Nor can authority to resentence in this manner be derived from Rule 35. Under Rule 35, the district court can “correct an illegal sentence at any time.” Fed.R.Crim.P. 35(a). However, “[tjhis authority to vacate and amend a sentence ‘at any time’ extends only to the illegal portion of the sentence, and does not empower the district court to reach legal sentences previously imposed.” Minor, 846 F.2d at 1188. The court did not have the power to alter the previously imposed legal sentences on counts one, three, and four.

We find that the government’s attempts to distinguish Minor unpersuasive. The government’s argument that the district[*751] court did not resentence on counts one, three, and four is incorrect. In addition, the government misconstrues the issue when it treats this case as a double jeopardy matter. The issue in the case before us, as in Minor, is whether the district court had authority to resentence the defendant on particular counts, not whether the re-sentencing violated the double jeopardy clause. See Minor, 846 F.2d at 1190 n. 6.

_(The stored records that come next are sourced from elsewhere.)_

PR #235, opened 2025-12-22
[18.0][FIX] hr_holidays_leave_repeated: handle DST timezones

remi-filament:
Before this fix, when using a timezone with DST and trying to repeat holidays over a period where DST changed (for instance if you want to repeat a holiday every friday over the full year), you would only get holidays before DST changed and after it was set back to original value.

This PR fixes that behaviour and adds corresponding tests (which were failing before the fix and solved afterwards)

### DIFF
--- a/hr_holidays_leave_repeated/models/hr_leave.py
+++ b/hr_holidays_leave_repeated/models/hr_leave.py
@@ -29,15 +29,30 @@ class HrLeave(models.Model):
 
     @api.model
     def _update_repeated_workday_dates(self, resource_calendar, from_dt, to_dt, days):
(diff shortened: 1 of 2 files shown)


remi-filament:
Hi @hailangvn do you mind having a look at this PR ?

hailangvn (approved):
LGTM. Thank you.

julienCozo (approved):

Hugo-Trentesaux (approved):

hildickethan (approved):

BhaveshHeliconia (approved):

PR #188, opened 2025-05-06
[ADD] hr_leave_date_to_custom_hour

SirPyTech:
Specify an end date when creating a leave with custom hours.

PR #236, opened 2025-12-23
[18.0][MIG] hr_leave_date_to_custom_hour: migration to 18.0

quirino95:
Migration of https://github.com/OCA/hr-holidays/pull/188 to 18.0


CRogos:
@quirino95  you need to preserve the commit history. 
See the migration guide: https://github.com/OCA/maintainer-tools/wiki/Migration-to-version-19.0

SirPyTech (changes requested):
**chore**:
> @quirino95 you need to preserve the commit history.
> See the migration guide: https://github.com/OCA/maintainer-tools/wiki/Migration-to-version-19.0

(from https://github.com/OCA/hr-holidays/pull/236#issuecomment-3686890146)

khanhratdeptrai (approved):

quirino95:
Hi @CRogos @SirPyTech,
Commit history has been updated, thank you!

hr_leave_date_to_custom_hour/models/hr_leave.py
```diff
@@ -15,11 +15,15 @@ class HRLeave(models.Model):
...
     def _compute_date_from_to(self):
-        return super()._compute_date_from_to()
-
-    def _get_attendances(self, employee, request_date_from, request_date_to):
-        if len(self) == 1 and self.request_unit_hours:
-            self.request_date_to = request_date_to = (
-                self.custom_hours_request_date_to or self.request_date_to
+        res = super()._compute_date_from_to()
+        if (
+            len(self) == 1
```
SirPyTech: **issue**: This `len(self) == 1` check was needed in `16.0` because the method `_get_attendances` was passed values specific to one record (`employee`, `request_date_*`) so it only made sense to change the behavior when `len(self) == 1`; note that it was also overwriting the parameter `request_date_to`.

It was still working correctly for all the records in the loop executed by `_compute_date_from_to` because `_get_attendances` was called on each record of the loop; after this PR, this would only work if such loop is one record long.

In order to fix it, since we are directly in the loop, we can remove this check and do another loop to overwrite the values computed in `super`; something like:
```py
for holiday in self:
    if (...):  #  same condition but using `holiday` and without len(self) == 1
        holiday.date_to = ...  # same value but using `holiday`
```
What do you think?

hr_leave_date_to_custom_hour/tests/test_hr_leave.py
SirPyTech: **thought**: The module `hr_leave_custom_hour_interval` does not exist in `18.0` so we could remove the `if` branches that are only there to support it, what do you think?

hr_leave_date_to_custom_hour/views/hr_leave_views.xml
```diff
@@ -9,25 +9,21 @@
...
+            >
+                <field name="custom_hours_request_date_to" invisible="1" />
+            </xpath>
+            <xpath
+                expr="//div[hasclass('o_row')]/field[@name='request_date_from']"
+                position="attributes"
+            >
                 <attribute name="widget">daterange</attribute>
                 <attribute name="options">{
-                    'related_end_date': 'custom_hours_request_date_to',
```
SirPyTech: **polish**: The trailing comma is there so that when adding/removing lines, the existing lines are not edited: it helps to keep the changes history clean.
But it's probably just my opinion so it's fine to remove it too.

SirPyTech (changes requested):

hr_leave_date_to_custom_hour/models/hr_leave.py
quirino95: Yes, that's a good fix, updated code.

hr_leave_date_to_custom_hour/tests/test_hr_leave.py
quirino95: Yes, now that method is much more readable

hr_leave_date_to_custom_hour/views/hr_leave_views.xml
quirino95: Is okay for me to keep the comma: code updated.

hr_leave_date_to_custom_hour/models/hr_leave.py
SirPyTech: :+1:

hr_leave_date_to_custom_hour/tests/test_hr_leave.py
SirPyTech: :+1:

hr_leave_date_to_custom_hour/views/hr_leave_views.xml
SirPyTech: :+1:

SirPyTech (approved):
Code and functional review, looks good 👍

anajuaristi:
Hi @CRogos @SirPyTech, any update on this? 
Could it be merged, please?
Thank you!

SirPyTech:
> Hi @CRogos @SirPyTech, any update on this? Could it be merged, please? Thank you!

I don't have merge permission, please mention the appropriate OCA team: you can find it in https://oca.github.io/repo-maintainer-conf/.

BhaveshHeliconia:
@quirino95 Could you please rebase the PR to make Runbot available?

BhaveshHeliconia (approved):
LGTM!

PR #237, opened 2026-01-05
[18.0][FIX] hr_holidays_public: Avoid failing computation of im_status

grindtildeath:
In case module hr_homeworking is installed, we can have different values for field res.users.im_status than those defined in function hr.employee.base._get_im_status_hr_holidays_public.

Therefore, any computation with such a value (eg presence_home_online) would result in a KeyError since the dict keys are accessed directly.

By using get and providing the same value as default in case the actual im_status is not defined we ensure the computation will not fail, even if any other module defines potentially new im_status values.


pedrobaeza (approved):

CRogos (approved):
LGTM

PR #238, opened 2026-01-13
[18.0][FIX] hr_holidays_natural_period: Performance problem on number_of_days

pedrobaeza:
When opening an employee that has leaves with natural days, and having a lot of leaves of this type for all the employees, there's a serious performance problem, because changing the request unit recomputes all the leaves of that type.

Using the trick from #60256 of updating just the cache with the desired value for the computations, avoid heavy recomputations.
    
This has uncovered also a problem of when the request unit is injected, so we reduce it to the minimum to avoid cross-changes.
    
@Tecnativa TT60256


victoralmau (approved):

pedrobaeza:
This is not yet working for new leaves. Working on a solution.

pedrobaeza:
OK, now is working restricting to the leave types not already touched.

Merging this for avoiding the problem:

/ocabot merge patch

PR #241, opened 2026-02-25
[18.0][FIX] hr_holidays_public_city: Add domain city_ids (similar to v17)

victoralmau:
Add domain `city_ids` (similar to v17)

Forgotten in https://github.com/OCA/hr-holidays/commit/37538ecb0fa618562fed5110dbace0f1ff47c28f

@Tecnativa TT61153


pedrobaeza (commented):
Can you add a regression test for not having this problem again?

pedrobaeza (approved):
Thanks for the test. Fast-tracking it for fixing the bug.

/ocabot merge patch

PR #1337, opened 2025-10-02
Revert "Add a lifetime parameter to QMetaObjectConnectionGuard (#1263)"

### LINKED ISSUE #1336: QScopedMetaObjectConnectionGuard is unsound
#1263 introduced the QScopedMetaObjectConnectionGuard, which allowed connecting lambdas to signals that contain lifetime-bound items.

The idea is that the guard is dropped, which will disconnect the signal, ensuring the lifetime bounds are upheld.

However, this *does not work*, as Rust doesn't give any guarantees that an object must be dropped at all!
This then allows leaking the guard, thereby allowing unsound memory access!

For example this modified qml_minimal code compiles:

```rust
    pub fn increment_number(mut self: Pin<&mut Self>) {
        let previous = *self.number();
        self.as_mut().set_number(previous + 1);

        let guard = self.on_number_changed(|_| println!("{previous}"));
        std::mem::forget(guard);
    }
```

But leads to `previous` becoming a dangling pointer, which ends up printing garbage on my machine.

LeonMatthesKDAB:
This reverts commit 20ee58f4208882395f1f6a7254f2eae1b51daf2f.

Closes #1336

### DIFF
--- a/crates/cxx-qt-gen/test_outputs/signals.rs
+++ b/crates/cxx-qt-gen/test_outputs/signals.rs
@@ -232,10 +232,8 @@ mod ffi {
     unsafe extern "C++" {
         #[doc(hidden)]
         #[namespace = "cxx_qt::my_object::rust::cxxqtgen1"]
-        type QTimerCxxQtSignalHandlerconst_ready<'a> = cxx_qt::signalhandler::CxxQtSignalHandler<
-            'a,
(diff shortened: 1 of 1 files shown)


ahayzen-kdab (approved):
Looks good assuming CI likes it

Finally, the government seems to suggest that the district court could resentence on all counts in order to effect its original sentencing plan. However, Minor rejects such an argument. In Minor, the court suggested that the Seventh Circuit erred in United States v. Shue, 825 F.2d 1111, 1113 (7th Cir.), cert. denied, — U.S. -, 108 S.Ct. 351, 98 L.Ed.2d 376 (1987). The Shue court apparently held that the district court had inherent power to resen-tence “in order to effectuate the original sentencing intent.” Minor, 846 F.2d at 1189 n. 5 (quoting Shue, 825 F.2d at 1113). The clear implication of Minor is that district courts have no such inherent power in this circuit.

CONCLUSION

The district court lacked authority to make the sentence on count two consecutive to the sentences on the other counts and therefore the sentence must be vacated. We remand to the district court with instructions to resentence on the armed bank larceny convictions portion of count two in a manner consistent with this opinion.

REVERSED and REMANDED with instructions.